• What is needed:
In the entries below, find the string "addresses" and return each line holding it.

::::

PR #2472, opened 2024-07-08
docs(iroh-net): Update discovery and dialing docs, signatures

flub:
## Description

This updates the documentationfor the dialing and discovery modules.
It also fixes up some signatures to be more consistent with the rest
of iroh-net:

- NodeId is used to identify an iroh-net node that is communicated
  with.  PublicKey is only used in contexts where
  encryption/decryption happens

- NodeId is Copy and we pass it by value normally.  Not by reference.

Some more changes:

- DialFuture is entirely unused, probably left over from a refactor.
  Removed.

- Use pub(super) explicitly, helps clarity of intention as well as
  dead-code detection.

## Breaking Changes

The following APIs now take NodeId by value rather than by reference:
- iroh_blobs::downloader::Dialer::is_pending
- iroh_net::dialer::Dialer::abort_dial
- iroh_net::dialer::Dialer::is_pending
- iroh_net::Endpoint::connect_by_node_id

Other changes:
- iroh_blobs::downloader::ProviderMap::get_candidates yields NodeId rather than &NodeId

## Change checklist

- [x] Self-review.
- ~~[ ] Tests if relevant.~~

### DIFF
--- a/iroh-net/src/discovery.rs
+++ b/iroh-net/src/discovery.rs
@@ -4,9 +4,9 @@
 //! [`RelayUrl`] or one or more *direct addresses*.  However it is often more desirable to
 //! be able to connect with only the [`NodeId`], as [`Endpoint::connect_by_node_id`] does.
 //!
-//! For connecting by [`NodeId`] to work however the endpoint has to get the addressing
+//! For connecting by [`NodeId`] to work however, the endpoint has to get the addressing
 //! information by other means.  This can be done by manually calling
-//! [`Endpoint::add_node_addr`] but that still requires knowing the other addressing
+//! [`Endpoint::add_node_addr`], but that still requires knowing the other addressing
 //! information.
 //!
 //! Node discovery is an automated system for an [`Endpoint`] to retrieve this addressing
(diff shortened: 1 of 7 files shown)


iroh-net/src/discovery.rs
```diff
@@ -1,4 +1,43 @@
-//! Trait and utils for the node discovery mechanism.
+//! Node address discovery.
+//!
+//! To connect to an iroh-net node a [`NodeAddr`] is needed, which needs to contain either a
+//! [`RelayUrl`] or one or more *direct addresses*.  However it is often more desirable to
+//! be able to connect with only the [`NodeId`], as [`Endpoint::connect_by_node_id`] does.
+//!
+//! For connecting by [`NodeId`] to work however the endpoint has to get the addressing
```
matheus23, line 7:
```suggestion
//! For connecting by [`NodeId`] to work however, the endpoint has to get the addressing
```

iroh-net/src/discovery.rs
```diff
@@ -1,4 +1,43 @@
...
+//! information by other means.  This can be done by manually calling
+//! [`Endpoint::add_node_addr`] but that still requires knowing the other addressing
```
matheus23, line 9:
```suggestion
//! [`Endpoint::add_node_addr`], but that still requires knowing the other addressing
```

matheus23 (approved):

flub:
I really need to work on my commas... thanks!

PR #2474, opened 2024-07-08
fix(iroh-docs): ensure docs db write txn gets closed regularly under all circumstances

rklaehn:
## Description

The docs db uses batching to reduce the number of write transactions. Before this, under certain circumstances (lots of activity, exclusively writes) the transaction would remain open for a long time.

This adds logic to modify to make sure that transactions will be committed when they get too old in any case.

## Breaking Changes

None

## Change checklist

- [x] Self-review.
- [x] ~~Tests if relevant.~~

### DIFF
--- a/iroh-docs/src/actor.rs
+++ b/iroh-docs/src/actor.rs
@@ -28,7 +28,7 @@ use crate::{
 };
 
 const ACTION_CAP: usize = 1024;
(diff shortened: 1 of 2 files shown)


matheus23 (approved):
This looks right!

PR #2476, opened 2024-07-08
fix(iroh-net): unexpected `cfg` condition values / possible fix on netbsd

matheus23:
## Description

We had some CLI tests that had `#[cfg(feature = "fs-store")]`, but that feature doesn't exist in `iroh-cli`... so they were never compiled (and some related code needed for these tests was deleted. I reintroduced it).

This also fixes what is likely a bug, where `#[cfg(target_arch = "netbsd")]` was used, but there is no "architecture" netbsd. Only an *OS* netbsd.

## Breaking Changes

None

## Notes & open questions

--

## Change checklist

- [X] Self-review.
- ~~[ ] Tests if relevant.~~

### DIFF
--- a/iroh-cli/tests/cli.rs
+++ b/iroh-cli/tests/cli.rs
@@ -108,11 +108,10 @@ fn cli_provide_tree() -> Result<()> {
     test_provide_get_loop(Input::Path(path), Output::Path)
 }
 
-#[cfg(feature = "fs-store")]
 #[test]
 #[ignore = "flaky"]
 fn cli_provide_tree_resume() -> Result<()> {
-    use iroh_blobs::store::file::test_support::{make_partial, MakePartialResult};
+    use iroh::blobs::store::fs::test_support::{make_partial, MakePartialResult};
 
     /// Get all matches for match group 1 (an explicitly defined match group)
     fn explicit_matches(matches: Vec<(usize, Vec<String>)>) -> Vec<String> {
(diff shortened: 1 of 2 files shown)


dignifiedquire (approved):

iroh-net/src/net/interfaces/bsd.rs
```diff
@@ -374,9 +374,9 @@ impl WireFormat {
                     return Err(RouteError::InvalidMessage);
                 }
 
-                #[cfg(target_arch = "netbsd")]
+                #[cfg(target_os = "netbsd")]
                 let index = u16_from_ne_range(data, 16..18)?;
-                #[cfg(not(target_arch = "netbsd"))]
+                #[cfg(not(target_os = "netbsd"))]
                 let index = u16_from_ne_range(data, 12..14)?;
```
matheus23, line 380: Looks like this was [introduced](https://github.com/n0-computer/iroh/pull/1472/files#diff-75f83c1e913d60def929bd1986bb190036c81a21cbf37b384c11b5251347503fR290-R293) in https://github.com/n0-computer/iroh/pull/1472 by @dignifiedquire.

Given we've been running with this for a while now, do you know if "fixing" this cfg will actually make things better, not worse? @dignifiedquire

dignifiedquire: I suspect we just never hit this branch in practice yet, but the cfg is the only part that's wrong asfatict

iroh-cli/tests/cli.rs
```diff
@@ -1034,3 +1032,51 @@ where
...
+fn copy_dir_all(src: impl AsRef<Path>, dst: impl AsRef<Path>) -> anyhow::Result<usize> {
+    let src = src.as_ref();
+    let dst = dst.as_ref();
+    std::fs::create_dir_all(dst)?;
+    let mut len = 0;
+    for entry in std::fs::read_dir(src)? {
+        let entry = entry.with_context(|| {
+            format!(
+                "failed to read directory entry in `{}`",
+                src.to_string_lossy()
```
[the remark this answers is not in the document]
matheus23: Yeah you're completely right.
To be fair I mostly resurrected this code from history without reviewing it much myself :sweat_smile:

PR #2482, opened 2024-07-09
fix(iroh-gossip): gossip dispatcher: reliable events on join, allow dropping sinks or streams

Frando:
## Description

This has 2 fixes to the gossip dispatcher:

* When a topic is joined, it can currently happen that the first few events on the newly joined topic are missed, because the events can start to arrive at the dispatcher's global subscription before the dispatcher's join task finished and changed the protocol state. If this happens, we now change the topic state to live before processing the incoming event. This should make the existing smoke test non-flaky.

* Currently a topic subscription is quitted when either the command stream (from client to gossip) or the event stream (from gossip to client) is dropped. Now we only quit the subscription if both the command and the event channels are dropped. This should fix the test in iroh-ffi.

## Change checklist

- [x] Self-review.
- [x] Tests if relevant.

### DIFF
--- a/iroh/tests/client.rs
+++ b/iroh/tests/client.rs
@@ -58,7 +58,6 @@ fn await_messages(
 }
 
 #[tokio::test]
-#[ignore = "flaky"]
 async fn gossip_smoke() -> TestResult {
     let _ = tracing_subscriber::fmt::try_init();
     let (addr1, node1) = spawn_node();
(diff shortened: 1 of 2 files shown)


dignifiedquire (approved):

iroh/tests/client.rs
```diff
@@ -58,7 +58,6 @@ fn await_messages(
 }
 
 #[tokio::test]
-#[ignore = "flaky"]
```
matheus23, line 61: Wooohoo! :tada:

PR #2485, opened 2024-07-10
docs(iroh-net): fix broken HTTP/3 link

link2xt:
Also make it non-monospace as it is not a crate
name or source code identifier.


matheus23 (approved):
Thank you :)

::::

• Problem solution:
 //! [`RelayUrl`] or one or more *direct addresses*.  However it is often more desirable to
+//! [`RelayUrl`] or one or more *direct addresses*.  However it is often more desirable to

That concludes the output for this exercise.